[Dataset excerpts]

# # #

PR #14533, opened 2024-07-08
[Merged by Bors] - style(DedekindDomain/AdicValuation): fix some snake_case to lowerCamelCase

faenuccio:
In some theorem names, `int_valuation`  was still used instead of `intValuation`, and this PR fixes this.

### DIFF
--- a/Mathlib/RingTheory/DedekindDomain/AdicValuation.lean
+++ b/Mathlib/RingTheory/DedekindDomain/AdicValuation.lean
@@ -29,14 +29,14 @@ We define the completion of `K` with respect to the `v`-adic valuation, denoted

# # #

# WHAT IS EXPECTED
Beginning with the line that contains "In some theorem", repeat every line through the end of the records and nothing more.

# EXERCISE SOLUTION
In some theorem names, `int_valuation`  was still used instead of `intValuation`, and this PR fixes this.

### DIFF
--- a/Mathlib/RingTheory/DedekindDomain/AdicValuation.lean
+++ b/Mathlib/RingTheory/DedekindDomain/AdicValuation.lean
@@ -29,14 +29,14 @@ We define the completion of `K` with respect to the `v`-adic valuation, denoted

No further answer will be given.